§ Your instructions:
In the data, find each line where the word "NativeInteger" appears and list that line.

§ Stored items:
════

PR #485, opened 2020-10-20
Implement IfTernaryOperator in C and Fortran

### LINKED ISSUE #452: IfTernaryOperator is strangely implemented
**Describe the bug**
`IfTernaryOperator` currently inherits from `If`. As a result it is expected to have a body that contains complete statements, however this is not what an `IfTernaryOperator` is. As this concept exists in both fortran and c there is no reason to not implement it correctly.

**Current behaviour**
Consider the following code:
```python
b = True
a = 1 if b else 2
c = 25 + (a if b else 4)
```
After the syntactic stage line 2 contains:
`Assign( Symbol(a), IfTernaryOperator((b,1),(True,2)) )`
After the semantic stage this becomes:
`IfTernaryOperator( (b, Assign(Variable(a), 1)), (True, Assign(Variable(a), 2) )`
This is then printed using the `If` printer. It can no longer be printed as a ternary operator

After the syntactic stage line 3 contains:
`Assign( Symbol(a), IfTernaryOperator((b,1),(True,2)) )`
It then crashes at the semantic stage as an `IfTernaryOperator` does not inherit from `PyccelAstNode`

**Expected behavior**
When fixed line 2 should generate:
**Fortran**:
```fortran
a = merge(1,2,b)
```
**c**:
```c
a = b ? 1 : 2;
```

**Additional Comments**
If the `IfTernaryOperator` is implemented as a ternary operator then it no longer needs to inherit from `If` and does not need to store `True` as the condition for the last branch

MenoIy:
Fixes #452 
- Change class **IfTernaryOperator** to inherit from PyccelAstNode
- Change constructor of **IfTernaryOperator** to accept arguments (`cond`, `value_true`, `value_false`)
- Collect PyccelAstNode info from `value_true` and `value_false`
- Remove the code that transforms [Assign, IfTernaryOperator]  to a normal If
- Add Error and typing management to class
- Add C printer
- Add Fortran printer
- Since Fortran `merge` function doesn't accept different types, cast values to IfTernaryOperator expression type in Fortran printer

### DIFF
--- a/pyccel/ast/core.py
+++ b/pyccel/ast/core.py
@@ -5203,8 +5203,13 @@ class IfTernaryOperator(Basic, PyccelAstNode):
         self._args = [cond, first, second]
         if self.stage == 'syntactic':
             return
+
+        if isinstance(first , Nil) or isinstance(second, Nil):
+            raise TypeError('None is not implemeted for Ternary Operator')
+        if first.shape != second.shape :
+            raise TypeError('results in Ternary Operator should be the same shape')
         if isinstance(first.dtype, NativeString) ^ isinstance(second.dtype, NativeString):
-             raise TypeError('Only one of the condition results is type string')
+            raise TypeError('Only one of the Ternary Operator results is type string')
         _tmp_list = [NativeBool(), NativeInteger(), NativeReal(), NativeComplex(), NativeString()]
         if first.dtype not in _tmp_list :
             raise TypeError('cannot determine the type of {}'.format(first.dtype))
--- a/pyccel/ast/core.py
+++ b/pyccel/ast/core.py
@@ -5192,8 +5192,8 @@ class IfTernaryOperator(Basic, PyccelAstNode):
     >>> from pyccel.ast.core import Assign, IfTernaryOperator
     >>> n = Symbol('n')
     >>> x = 5 if n > 1 else 2
-    >>> IfTernaryOperator([PyccelGt(n > 1),  5,  2])
-    IfTernaryOperator([PyccelGt(n > 1),  5,  2])
+    >>> IfTernaryOperator(PyccelGt(n > 1),  5,  2)
+    IfTernaryOperator(PyccelGt(n > 1),  5,  2)
     """
     def __init__(self, *args):
         self._args = []
--- a/pyccel/ast/core.py
+++ b/pyccel/ast/core.py
@@ -5178,9 +5178,6 @@ class If(Basic):
 
 
 class IfTernaryOperator(Basic, PyccelAstNode):
-    _rank  = 0
-    _shape = ()
-
     """Represents a IfTernaryOperator statement in the code.
 
     Parameters
@@ -5195,8 +5192,8 @@ class IfTernaryOperator(Basic, PyccelAstNode):
     >>> from pyccel.ast.core import Assign, IfTernaryOperator
     >>> n = Symbol('n')
     >>> x = 5 if n > 1 else 2
-    >>> IfTernaryOperator([PyccelGt(n > 1),  CodeBlock([5]),  CodeBlock([2])])
-    IfTernaryOperator([PyccelGt(n > 1),  CodeBlock([5]),  CodeBlock([2])])
+    >>> IfTernaryOperator([PyccelGt(n > 1),  5,  2])
+    IfTernaryOperator([PyccelGt(n > 1),  5,  2])
     """
     def __init__(self, *args):
         self._args = []
--- a/pyccel/ast/core.py
+++ b/pyccel/ast/core.py
@@ -5208,10 +5208,13 @@ class IfTernaryOperator(Basic, PyccelAstNode):
             return
         if isinstance(first.dtype, NativeString) ^ isinstance(second.dtype, NativeString):
              raise TypeError('Only one of the condition results is type string')
-        _tmp_list = [NativeBool(), NativeInteger(), NativeReal(), NativeComplex(), NativeString()]
-        _tmp_elem = max([first, second], key = lambda x : _tmp_list.index(x.dtype))
-        self._dtype = _tmp_elem.dtype
-        self._precision = _tmp_elem.precision
+        _tmp_list = [NativeBool(), NativeInteger(), NativeReal(), NativeComplex()]
+        if first.dtype not in _tmp_list :
+            raise TypeError('cannot determine the type of {}'.format(first.dtype))
+        if second.dtype not in _tmp_list :
+            raise TypeError('cannot determine the type of {}'.format(second.dtype))
+        self._dtype = max([first.dtype, second.dtype], key = lambda x : _tmp_list.index(x))
+        self._precision = max([first.precision, second.precision])
 
 
 
--- a/pyccel/ast/core.py
+++ b/pyccel/ast/core.py
@@ -5205,7 +5205,7 @@ class IfTernaryOperator(Basic, PyccelAstNode):
             return
 
         if isinstance(first , Nil) or isinstance(second, Nil):
-            raise TypeError('None is not implemeted for Ternary Operator')
+            raise NotImplementedError('None is not implemeted for Ternary Operator')
         if first.shape != second.shape :
             raise TypeError('results in Ternary Operator should be the same shape')
         if isinstance(first.dtype, NativeString) ^ isinstance(second.dtype, NativeString):
--- a/pyccel/ast/core.py
+++ b/pyccel/ast/core.py
@@ -5203,11 +5203,8 @@ class IfTernaryOperator(Basic, PyccelAstNode):
         self._args = [cond, first, second]
         if self.stage == 'syntactic':
             return
-
         if isinstance(first , Nil) or isinstance(second, Nil):
             raise NotImplementedError('None is not implemeted for Ternary Operator')
-        if first.shape != second.shape :
-            raise TypeError('results in Ternary Operator should be the same shape')
         if isinstance(first.dtype, NativeString) ^ isinstance(second.dtype, NativeString):
             raise TypeError('Only one of the Ternary Operator results is type string')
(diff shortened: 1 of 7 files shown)


pyccel/ast/core.py
```diff
@@ -5177,15 +5177,56 @@ def bodies(self):
...
+        cond = args[0]
+        first = args[1]
+        second = args[2]
+        self._args = [cond, first, second]
+        if self.stage == 'syntactic':
+            return
 
-    pass
+        if isinstance(first , Nil) or isinstance(second, Nil):
+            raise TypeError('None is not implemeted for Ternary Operator')
```
EmilyBourne, line 5208: Could you use a `NotImplementedError` instead of a `TypeError`. We catch `NotImplementedError`s so they raise a neat error, but `TypeError`s should occur when a developer is using the code wrong as `TypeError`s will lead to back traces

pyccel/ast/core.py
```diff
@@ -5177,15 +5177,56 @@ def bodies(self):
...
+    """
     def __init__(self, *args):
-        for arg in self.args:
-            if len(arg[1].body)!=1:
-                raise TypeError('IfTernary body must be of length 1')
+        self._args = []
+        cond = args[0]
+        first = args[1]
+        second = args[2]
+        self._args = [cond, first, second]
```
EmilyBourne, line 5203: Why did you decide to use a list containing the three arguments rather than saving each into their own variable?

pyccel/ast/core.py
```diff
@@ -5177,15 +5177,56 @@ def bodies(self):
...
+    Examples
+    --------
+    >>> from sympy import Symbol
+    >>> from pyccel.ast.core import Assign, IfTernaryOperator
+    >>> n = Symbol('n')
+    >>> x = 5 if n > 1 else 2
+    >>> IfTernaryOperator([PyccelGt(n > 1),  5,  2])
+    IfTernaryOperator([PyccelGt(n > 1),  5,  2])
+    """
     def __init__(self, *args):
```
EmilyBourne, line 5198: Can an `IfTernaryOperator` be initialised with an arbitrary number of arguments? I would have thought that it would require exactly 3

pyccel/ast/core.py
```diff
@@ -5177,15 +5177,56 @@ def bodies(self):
...
+            raise TypeError('cannot determine the type of {}'.format(first.dtype))
+        if second.dtype not in _tmp_list :
+            raise TypeError('cannot determine the type of {}'.format(second.dtype))
+        self._dtype = max([first.dtype, second.dtype], key = lambda x : _tmp_list.index(x))
+        self._precision = max([first.precision, second.precision])
+        if None in [first.rank, second.rank]:
+            self._rank = None
+            self.shape = None
+        else :
+            self._shape = broadcast(first.shape, second.shape)
```
EmilyBourne, line 5224: It is interesting that you chose to use `broadcast` and yet you require the shape of `first` and `second` to be the same. Could this restriction be relaxed?

pyccel/codegen/printing/fcode.py
```diff
@@ -2058,6 +2066,20 @@ def _print_If(self, expr):
 
         return ''.join(lines)
 
+    def _print_IfTernaryOperator(self, expr):
+        args = expr.body
+        cond = self._print(PythonBool(args[0]))
+        first = args[1]
+        second = args[2]
+        try :
+            cast_func = python_builtin_datatypes[str_dtype(expr.dtype)]
```
EmilyBourne, line 2075: Does this mean that we can't use an `IfTernaryOperator` for strings in Fortran?

EmilyBourne (changes requested):

pyccel/ast/core.py
MenoIy: Actually, I started using lists at first because I was not sure about what I should do. And I finished by keeping it Normally it should be  3 arguments.

pyccel/ast/core.py
MenoIy: normally it should be 3 arguments for the format   _value_if_cond__true if _cond_ else _value_cond_false_

pyccel/ast/core.py
MenoIy: True, I didn't pay attention to _broadcast__  function. checking shape is not needed.

pyccel/codegen/printing/fcode.py
MenoIy: this should only cast only when types are different. for string, I did a check in the class when only one of ifternary result is a string  i raise an error otherwise if both results are strings it should work

pyccel/ast/core.py
EmilyBourne: In that case I think it would be more readable if we use `self._cond` `self._first` `self._second`

EmilyBourne: Or maybe even `self._cond`, `self._value_true`, `self._value_false`

pyccel/ast/core.py
EmilyBourne: In that case I think it would be better if we have:
`def __init__(self, cond, value_true, value_false):`
Currently if someone misunderstands how to use the `IfTernaryOperator` then they might provide extra args and not realise that they are unused. For example if they wanted to construct a case like:
`a if b else c if d else e`
then allowing a variable number of arguments might make them believe that they can do `IfTernaryOperator([b, a, d, c, e])`
It also means that we have to read the function body in order to know which arguments need to be passed

pyccel/codegen/printing/fcode.py
EmilyBourne: Ok, but this line is still called when handling Strings isn't it? So the error will still be raised. Please add a test with strings to check

pyccel/ast/core.py
```diff
@@ -5177,15 +5177,61 @@ def bodies(self):
...
+
+        if self.stage == 'syntactic':
+            return
+        if isinstance(value_true , Nil) or isinstance(value_false, Nil):
+            raise NotImplementedError('None is not implemeted for Ternary Operator')
+        if isinstance(value_true.dtype, NativeString) ^ isinstance(value_false.dtype, NativeString):
+            raise TypeError('Only one of the Ternary Operator results is type string')
+        _tmp_list = [NativeBool(), NativeInteger(), NativeReal(), NativeComplex(), NativeString()]
+        if value_true.dtype not in _tmp_list :
+            raise TypeError('cannot determine the type of {}'.format(value_true.dtype))
```
EmilyBourne, line 5211: As explained above please use a `NotImplementedError`

pyccel/ast/core.py
```diff
@@ -5177,15 +5177,61 @@ def bodies(self):
...
+        if value_false.dtype not in _tmp_list :
+            raise TypeError('cannot determine the type of {}'.format(value_false.dtype))
```
EmilyBourne, line 5213: As explained above please use a `NotImplementedError`

pyccel/ast/core.py
```diff
@@ -5177,15 +5177,61 @@ def bodies(self):
...
+        self._cond = cond
+        self._value_true = value_true
+        self._value_false = value_false
+
+        if self.stage == 'syntactic':
+            return
+        if isinstance(value_true , Nil) or isinstance(value_false, Nil):
+            raise NotImplementedError('None is not implemeted for Ternary Operator')
+        if isinstance(value_true.dtype, NativeString) ^ isinstance(value_false.dtype, NativeString):
+            raise TypeError('Only one of the Ternary Operator results is type string')
```
EmilyBourne, line 5208: Here it might be better to actually use `errors.raise` instead of a `NotImplementedError` as this is not something that we could implement in the future but is actually a pyccel restriction

EmilyBourne: E.g https://github.com/pyccel/pyccel/blob/master/pyccel/ast/core.py#L223

tests/epyccel/test_epyccel_IfTernaryOperator.py
```diff
@@ -0,0 +1,132 @@
...
+    # ...
+    assert f(6) == f5(6)
+    assert f(4) == f5(4)
+    assert f(5) == f5(5)
+    # ...
+#------------------------------------------------------------------------------
+def test_f6(language):
+    @types('int')
+    def f6(x):
+        a = x if x < 0 else 1 if x < 5 else complex(0, 1) if x == 5 else 6.5
```
yguclu, line 80: My brain is having a hard time parsing this line! :sweat_smile: 

Can you please add a comment line above this, where you add parentheses to make it understandable? I think it reads
```python
        a = x if x < 0 else (1 if x < 5 else (complex(0, 1) if x == 5 else 6.5))
```

yguclu (changes requested):

pyccel/ast/core.py
```diff
@@ -5177,15 +5177,61 @@ def bodies(self):
...
+    """
+    def __init__(self, cond, value_true, value_false):
+        self._cond = cond
+        self._value_true = value_true
+        self._value_false = value_false
+
+        if self.stage == 'syntactic':
+            return
+        if isinstance(value_true , Nil) or isinstance(value_false, Nil):
+            errors.report('None is not implemeted for Ternary Operator', severity='fatal')
```
EmilyBourne, line 5206: Typo `implemeted` -> `implemented`

pyccel/ast/core.py
```diff
@@ -5177,15 +5177,61 @@ def bodies(self):
...
+        if isinstance(value_true.dtype, NativeString) or isinstance(value_false.dtype, NativeString):
+            raise TypeError('Strings are not supported by Ternary Operator')
```
EmilyBourne, line 5208: As above, this should be an `errors.report`

tests/epyccel/test_epyccel_IfTernaryOperator.py
yguclu: Thanks!

yguclu (approved):

EmilyBourne (approved):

════

§ Answer to the problem:
         _tmp_list = [NativeBool(), NativeInteger(), NativeReal(), NativeComplex(), NativeString()]
-        _tmp_list = [NativeBool(), NativeInteger(), NativeReal(), NativeComplex(), NativeString()]
+        _tmp_list = [NativeBool(), NativeInteger(), NativeReal(), NativeComplex()]
+        _tmp_list = [NativeBool(), NativeInteger(), NativeReal(), NativeComplex(), NativeString()]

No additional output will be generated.